**TRY IT**
Sort through the data and copy the lines holding the word "opened".

Records from a dataset:

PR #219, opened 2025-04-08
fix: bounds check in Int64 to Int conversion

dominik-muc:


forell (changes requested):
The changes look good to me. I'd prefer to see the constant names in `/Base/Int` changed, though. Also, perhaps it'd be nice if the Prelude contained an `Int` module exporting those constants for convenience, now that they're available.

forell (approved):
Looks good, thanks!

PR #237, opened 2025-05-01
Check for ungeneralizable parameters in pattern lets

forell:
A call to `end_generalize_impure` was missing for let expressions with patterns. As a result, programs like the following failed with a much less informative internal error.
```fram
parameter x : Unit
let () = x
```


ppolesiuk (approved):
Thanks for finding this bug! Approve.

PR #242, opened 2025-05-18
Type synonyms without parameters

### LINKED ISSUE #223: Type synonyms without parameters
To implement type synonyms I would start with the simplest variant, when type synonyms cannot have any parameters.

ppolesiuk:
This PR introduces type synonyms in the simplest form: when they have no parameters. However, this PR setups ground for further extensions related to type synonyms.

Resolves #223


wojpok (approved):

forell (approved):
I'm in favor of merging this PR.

**RESPONSE TO THIS EXERCISE**
PR #219, opened 2025-04-08
PR #237, opened 2025-05-01
PR #242, opened 2025-05-18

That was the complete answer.